A systematic approach to the diagnosis, starting with the history, physical examination, work-up (including chest radiograph, EKG, echocardiogram, hyperoxia test) and laboratory tests including blood glucose, calcium, CBC, and septic work-up as indicated, is required.

Management is based on clinical diagnosis and requires initial stabilization, assuring hemodynamic stability, oxygen administration, and either referral to a neonatal intensive care unit or continued care in a Level II nursery.

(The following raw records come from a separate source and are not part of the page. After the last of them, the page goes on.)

PR #372, opened 2026-07-22
fix(sync): reject locator echoes in extensions

ValarDragon:
## Motivation

Legacy tip extension accepts a requested locator when a peer echoes it inside
the retained response suffix. Because extension runs before the locator is
necessarily committed, the state lookup can report it as unknown and allow a
backward prospective tip.

## Solution

Reject a locator found anywhere in the retained extension suffix before making
state queries. Keep the existing compatibility behavior for the discarded
leading and trailing hashes.

## Testing

The added regression test supplies an uncommitted locator in the response
suffix and asserts that the response is discarded without any state query.

- `cargo test -p zakura build_extend_rejects_locator_echo_before_state_queries`
- `cargo test -p zakura components::sync`
- `cargo clippy -p zakura --all-targets -- -D warnings`

GitHub CI is green, including the full unit-test shards and Zakura E2E checks.

## Changelog

Added `changelog-unreleased/372.md` under Security.

- Follow-up to #355.

### Follow-up Work

None.

---

> [!NOTE]
> **Medium Risk**
> Security-sensitive change to chain sync tip validation; scope is narrow (one early reject + test) but incorrect filtering could affect legitimate peer responses.
> 
> **Overview**
> Closes a **security gap** in legacy tip extension: a peer could echo the requested locator hash inside the retained `FindBlocks` suffix and trick the node into treating backward chain data as a valid prospective tip when that locator was not yet committed (follow-up to #355).
> 
> **`validate_extend_find_blocks_response`** now drops extension responses if the advertised unknown suffix contains the locator (`tip.tip`), **before** any state `KnownBlock` lookups—same ordering as the oversized-response guard.
> 
> A regression test asserts an echoed uncommitted locator yields an empty extend result with **no** state service calls. Unreleased changelog notes the fix under Security.
> 
> <sup>Reviewed by [Cursor Bugbot](https://cursor.com/bugbot) for commit b05406ad1a7efe6a9ce7334522ee29e7944af467. Bugbot is set up for automated code reviews on this repo. Configure [here](https://www.cursor.com/dashboard/bugbot).</sup>

### DIFF
--- a/changelog-unreleased/372.md
+++ b/changelog-unreleased/372.md
@@ -1,0 +1,4 @@
+## Security
+
+- Reject locator hashes echoed inside legacy tip-extension responses
+  ([#372](https://github.com/zakura-core/zakura/pull/372)).
--- a/zakurad/src/components/sync.rs
+++ b/zakurad/src/components/sync.rs
@@ -1614,6 +1614,14 @@ where
             return Ok(None);
         }
 
+        if unknown_hashes.contains(&locator) {
+            debug!(
+                ?locator,
+                "discarding FindBlocks extension response with locator hash in advertised suffix"
+            );
+            return Ok(None);
+        }
+
         for &hash in unknown_hashes {
             if Self::state_contains_service(state, hash).await? {
                 debug!(
--- a/zakurad/src/components/sync/tests/vectors.rs
+++ b/zakurad/src/components/sync/tests/vectors.rs
@@ -2033,6 +2033,65 @@ async fn build_extend_rejects_oversized_response_before_state_queries(
 }
 
 #[tokio::test]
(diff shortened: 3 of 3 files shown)


ValarDragon:
5.6 xhigh:

The conclusion is stronger for Zakura/Zebra responders.

  A valid FindBlocks([L]) response can never contain L:

  - If L remains on the best chain, the response starts strictly after it.
  - If a reorg removes L, the responder returns from its fallback intersection or returns empty; the existing expected_next check rejects the stale extension.
  - If the reorg happens during response construction, Zakura returns an empty or partial forward suffix, never the intersection itself.

  So I see no valid-response regression here, including during reorg catch-up. The leading/trailing exceptions are legacy compatibility baggage and don’t affect that conclusion.

PR #376, opened 2026-07-22
fix(network): ban malformed getblocks responses

ValarDragon:
## Motivation

Malformed `getblocks` responses were previously scoped to a single sync
request. A peer could send too many block hashes, duplicate hashes, or echo a
requested locator without receiving a peer-level penalty, then repeat the same
structural violation on later requests.

## Solution

Validate block-hash `inv` responses at the peer connection boundary. Retain the
requested locator set until the response arrives, reject responses containing
more than the protocol maximum of 500 hashes, duplicates, or any requested
locator, assign the full banning score through the address-book updater, and
close the connection.

Direct peers are banned by IP. Connections without a safe address-book identity
(proxy or isolated connections) are still disconnected, but are not assigned a
ban to avoid penalizing a shared proxy address.

## Testing

Focused connection tests pass for all three ban triggers and for an accepted
response at the exact 500-hash limit:

- `cargo test -p zakura-network find_blocks_response`

Full risk-proportional verification will run after this draft is opened.

## Changelog

A changelog fragment will be added after this draft provides the PR number.

- Stacked on #372.
- Follow-up to #355.

### Follow-up Work

None.

---

> [!NOTE]
> **Medium Risk**
> Touches peer connection lifecycle and address-book banning on a security-sensitive P2P path; behavior is well-tested but misclassification could disconnect or ban legitimate peers.
> 
> **Overview**
> **Hardens P2P sync against abusive `getblocks` replies.** Peers could previously return oversized, duplicate, or locator-echoing block-hash `inv` responses with only per-request failure and no persistent penalty.
> 
> The connection layer now keeps the requested locator set on `FindBlocks`, rejects responses over **500** hashes (`MAX_FIND_BLOCKS_RESPONSE_HASHES`), duplicate hashes, or any hash that matches a sent locator, and surfaces `PeerError::InvalidFindBlocksResponse`. On that error the node fails the client request, applies **maximum misbehavior score** via the new per-connection `address_book_updater` when a safe address-book identity exists, and tears down the connection.
> 
> Tests cover acceptance at the 500-hash limit and ban paths for oversize, duplicate, and locator-echo cases. A security changelog entry documents the behavior.
> 
> <sup>Reviewed by [Cursor Bugbot](https://cursor.com/bugbot) for commit 8ba71c0e7190e862f8c680b7a732db79a786c9d2. Bugbot is set up for automated code reviews on this repo. Configure [here](https://www.cursor.com/dashboard/bugbot).</sup>

### DIFF
--- a/changelog-unreleased/372.md
+++ b/changelog-unreleased/372.md
@@ -1,0 +1,4 @@
+## Security
+
+- Reject locator hashes echoed inside legacy tip-extension responses
+  ([#372](https://github.com/zakura-core/zakura/pull/372)).
--- a/changelog-unreleased/376.md
+++ b/changelog-unreleased/376.md
@@ -1,0 +1,5 @@
+## Security
+
+- Ban peers that return oversized, duplicate, or locator-echoing block hash
+  responses to `getblocks`
+  ([#376](https://github.com/zakura-core/zakura/pull/376)).
--- a/zakura-network/src/lib.rs
+++ b/zakura-network/src/lib.rs
@@ -194,7 +194,9 @@ pub use crate::{
     peer_set::{init, init_with_zakura_header_sync},
     policies::RetryLimit,
     protocol::{
-        external::{Version, VersionMessage, MAX_TX_INV_IN_SENT_MESSAGE},
+        external::{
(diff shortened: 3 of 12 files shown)


ValarDragon:
I want to do something like this, but I think this PR is too naive about it

PR #381, opened 2026-07-22
ci: speed up x86 release binary builds

ValarDragon:
## Motivation

The x86 release build spends about 15 minutes performing a cold optimized Rust
build on a standard four-core runner. The standalone release archive also builds
and links two maintenance binaries that it does not package.

## Solution

- Run all x86 release compilation jobs on the
  `zakura-release-x64-64-core` larger-runner pool.
- Add a `release-zakurad` Docker target that builds only `zakurad`.
- Keep the existing `release` target responsible for adding
  `zakura-rollback-state` and `zakura-prune-state` to runtime images.
- Add a manual `dry_run` mode and `checkout_ref` input for safely benchmarking
  the complete build matrix without uploading Actions artifacts, publishing
  GitHub release assets, or pushing Docker images/manifests.

## Testing

- Parsed `.github/workflows/release-binaries.yml` with Ruby YAML
- `cargo metadata --locked --no-deps --format-version 1` and verified all three
  binary targets
- GitHub Actions PR checks
- [Successful dry-run benchmark](https://github.com/zakura-core/zakura/actions/runs/29952894850)
  against commit `af2d104796b1142690b7c36d81a647f03084e076`
- [Repeat dry run](https://github.com/zakura-core/zakura/actions/runs/29960096538)
  against the same commit

The successful dry run completed the x86 standalone release build in 2m51s,
down from 14m52s on the four-core runner: an 81% reduction, or about 5.2x
faster. The complete x86 asset job took 3m12s. The regular and zcashd-compatible
x86 Docker build steps each took 2m30s. Every x86 job succeeded.

The same run verified dry-run isolation: packaging succeeded, Actions artifact
uploads were skipped, Docker Hub login and pushes were skipped, publish jobs
were skipped, and the workflow uploaded zero artifacts.

The repeat run completed both ARM builds and still has zero uploaded artifacts,
but its x86 jobs have spent more than 45 minutes waiting for GitHub to allocate
64-core VMs. No x86 build has started, so this delay is runner capacity rather
than compilation time.

A local Docker/BuildKit executable is unavailable, so the new release target
was not compiled locally. The PR remains in draft.

## Changelog

No changelog fragment is required because this PR only changes CI and Docker
build configuration. The PR is labeled `C-exclude-from-changelog`.

### Follow-up Work

- Evaluate 64-core larger-runner cold-start availability if repeat runs
  continue to wait substantially longer than the saved compilation time.

### DIFF
--- a/.github/workflows/release-binaries.yml
+++ b/.github/workflows/release-binaries.yml
@@ -197,7 +197,7 @@ jobs:
       matrix:
         include:
           - name: linux-x86_64
-            runner: ${{ vars.DOCKER_BUILD_RUNNER_AMD64 || 'ubuntu-latest' }}
+            runner: zakura-release-x64-64-core
             platform: linux/amd64
             target_triple: x86_64-unknown-linux-gnu
           - name: linux-aarch64
@@ -225,7 +225,7 @@ jobs:
           short_sha="$(git rev-parse --short=12 HEAD)"
           docker buildx build \
             --platform "${{ matrix.platform }}" \
-            --target release \
+            --target release-zakurad \
             --file ./docker/Dockerfile \
             --build-arg "FEATURES=${FEATURES}" \
             --build-arg "SHORT_SHA=${short_sha}" \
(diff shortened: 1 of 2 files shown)


ValarDragon:
Superceded by @czarcas7ic 's work

PR #382, opened 2026-07-22
fix(chain): reject NU7 activation without a branch ID

czarcas7ic:
## Motivation

A production build can accept an explicitly configured NU7 activation even though NU7 has no production branch ID. This is not a high-severity or remotely exploitable issue: stock Mainnet and Testnet never activate NU7, and only an operator configuring a custom Testnet or Regtest can reach it. It is still worth fixing as a correctness issue because the accepted configuration fails later in consensus code.

## Solution

Reject configured post-Overwinter upgrades without branch IDs and cover the production feature behavior with a regression test. Configured Regtest deserialization now returns validation errors instead of panicking.

## Testing

- `cargo test -p zakura-chain --no-default-features`
- `cargo test -p zakura-network config::tests::vectors`
- `cargo clippy -p zakura-chain --all-targets --no-default-features -- -D warnings`
- `cargo check -p zakura --features default-release-binaries --locked`

## Changelog

Added `changelog-unreleased/382.md`.

AI disclosure: Codex was used to investigate ZCA-800 and implement the focused guard and regression tests.

### DIFF
--- a/changelog-unreleased/382.md
+++ b/changelog-unreleased/382.md
@@ -1,0 +1,5 @@
+## Fixed
+
+- Reject custom Testnet and Regtest activation heights for network upgrades
+  without consensus branch IDs instead of accepting an unusable configuration
+  ([#382](https://github.com/zakura-core/zakura/pull/382)).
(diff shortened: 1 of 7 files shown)


czarcas7ic:
@codex review

PR #384, opened 2026-07-22
fix(rpc): reject mismatched indexer block hashes

czarcas7ic:
## Motivation

Indexer RPC responses carry a serialized block and an advertised hash independently. `BlockAndHash::decode` accepted both without checking that the hash identified the decoded block. This is correctness hardening for an explicitly trusted synchronization channel, not a high severity issue in the stock node configuration.

## Solution

Recompute the decoded block hash at the RPC boundary and reject responses whose advertised hash differs. Both the streamed-block and finalized-gap paths already use this decoder. This supersedes the ZCA-795 portion of #326 without taking on the broader synchronization and consensus revalidation changes in that draft.

## Changelog

Added `changelog-unreleased/384.md` under Fixed.

### Follow-up Work

The additional trusted-sync hardening proposed in #326 remains separate from this transport invariant.

### DIFF
--- a/zakura-rpc/src/indexer.rs
+++ b/zakura-rpc/src/indexer.rs
@@ -64,8 +64,11 @@ impl BlockAndHash {
     }
 
     /// Try to convert a [`BlockAndHash`] into a tuple of a decoded block and hash.
+    ///
+    /// Returns `None` if the advertised hash does not match the decoded block.
     pub fn decode(self) -> Option<(block::Block, block::Hash)> {
-        self.hash
+        let advertised_hash = self
+            .hash
             .try_into()
             .map(|bytes| block::Hash::from_bytes_in_display_order(&bytes))
             .map_err(|bytes: Vec<_>| {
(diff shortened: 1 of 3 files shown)


zakura-rpc/src/indexer.rs
```diff
@@ -74,13 +77,23 @@ impl BlockAndHash {
...
-                    .ok()
-                    .zip(Some(hash))
-            })
+            .ok()?;
+        let block: block::Block = self
+            .data
+            .zcash_deserialize_into()
+            .map_err(|err| tracing::warn!(?err, "failed to deserialize block"))
+            .ok()?;
+        let computed_hash = block.hash();
```
evan-forbes, line 86: do we really want to recompute the hash over the block every rpc call? if this is a trusted channel, then can we rely on the reader to check that?

evan-forbes (commented):
not blocking 

imo we should leave this to the reader to verfiy 

if we are seeing this then afaiu this means a deeper bug we need to fix

PR #386, opened 2026-07-22
fix(sync): reset successor work after header reanchors

czarcas7ic:
## Motivation

During a reorg, the node may already be processing block N from the old fork when the header chain switches to a different block N. If body progress arrives in the same update, block sync mistakes the fork switch for normal progress and leaves the old block marked as in progress. Since requests are tracked by height, it will not request the replacement block, and sync can remain stuck until another reset clears the stale claim.

## Solution

Only resets that explicitly preserve active successors can now be classified as growth. Header reanchors clear successor work above the verified tip, and a regression test covers a coalesced reanchor with a stale submitted successor.

## Testing

- `cargo test -p zakura-network zakura::block_sync::tests` (182 passed)
- `markdownlint changelog-unreleased/386.md`

The full `cargo test -p zakura-network` run passed 1,017 tests but had four unrelated failures. The handshake failure passed when rerun alone; three unchanged legacy listener tests fail alone on macOS with `AddrNotAvailable` while binding their selected loopback source addresses.

## Changelog

Added `changelog-unreleased/386.md` for the operator-visible sync-stall fix.

### DIFF
--- a/zakura-network/src/zakura/block_sync/sequencer_task.rs
+++ b/zakura-network/src/zakura/block_sync/sequencer_task.rs
@@ -473,12 +473,11 @@ impl SequencerTask {
         );
 
         // State can report a forward `Reset` while checkpoint commits advance
-        // under already-submitted or still-downloading successor bodies. Treat
-        // that as verified growth once it is inside our submitted/downloaded
-        // floor, or when we already have successor work in flight. Keep fork
-        // resets destructive when they are not anchored by active successor
-        // work.
-        if frontiers.verified_block_tip > self.sequencer.verified_tip()
+        // under active successor bodies. Preserve them only when the caller knows
+        // their anchor is unchanged; header reanchors can carry coalesced body
+        // growth while those successors belong to the old fork.
+        if preserve_active_successors
+            && frontiers.verified_block_tip > self.sequencer.verified_tip()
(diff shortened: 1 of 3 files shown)


ValarDragon:
Lets likely leave this one to Evan's refactor

czarcas7ic:
Evan is taking a look and will decide if needed or not.

zakura-network/src/zakura/block_sync/sequencer_task.rs
```diff
@@ -473,12 +473,11 @@ impl SequencerTask {
...
-        // that as verified growth once it is inside our submitted/downloaded
-        // floor, or when we already have successor work in flight. Keep fork
-        // resets destructive when they are not anchored by active successor
-        // work.
-        if frontiers.verified_block_tip > self.sequencer.verified_tip()
+        // under active successor bodies. Preserve them only when the caller knows
+        // their anchor is unchanged; header reanchors can carry coalesced body
+        // growth while those successors belong to the old fork.
+        if preserve_active_successors
+            && frontiers.verified_block_tip > self.sequencer.verified_tip()
```
evan-forbes, line 480: per sync:

we can keep as a draft for now

need to chew on this more

PR #393, opened 2026-07-23
fix(sync): keep reserve dispatch flowing during registry-miss backoff

czarcas7ic:
Fixes: Zellic 3.5

## Motivation

While a required block waits out its registry-miss backoff, legacy chain sync pauses all new reserve dispatch, so one unavailable hash stalls otherwise-available sync work for up to the full retry budget (roughly two minutes) before the round restarts.

## Solution

While any registry-miss retry is pending, limit speculative dispatch to one hash per loop step instead of pausing it. Unrelated reserve hashes keep flowing, and the loop still reaches the `select!` retry timer promptly: dispatching the whole reserve can block on peer-set readiness until in-flight downloads drain, which would starve the timer.

No routing-cause split on `SharedPeerError` is needed: `PeerSet::poll_ready` only returns `Ready` with at least one ready peer, the peer set is only reachable through its `tower::Buffer` worker (which pairs `poll_ready` and `call` atomically per request), and `route_inv`'s failure branch takes no ready service, so a synthetic `NotFoundRegistry` always means every ready peer is marked missing the hash. Peer-set saturation surfaces as readiness backpressure, not as this error, and bounded dispatch is safe under saturation anyway. The pre-existing `pool.route_inv.notfound.no_ready.count` metric stays as a tripwire on that invariant.

## Changelog

Added `changelog-unreleased/393.md` under `Security`.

Prognosis depends on the diagnosis, but is generally good with prompt recognition and intervention. Key message:
  • Early detection of cyanosis in a newborn is crucial and oxygen should be started even before analyzing the cause.
  • With improved technology, neonatal ventilation and good supportive care outcome of babies with cyanosis and respiratory distress has improved.
  • PGE1 should be started in duct-dependent cyanotic congenital heart lesions.
  • Cyanosis with normal or higher PaO2 is seen in Methemoglobinemia. The pulse oximetry may be higher than the true level of oxyhemoglobin.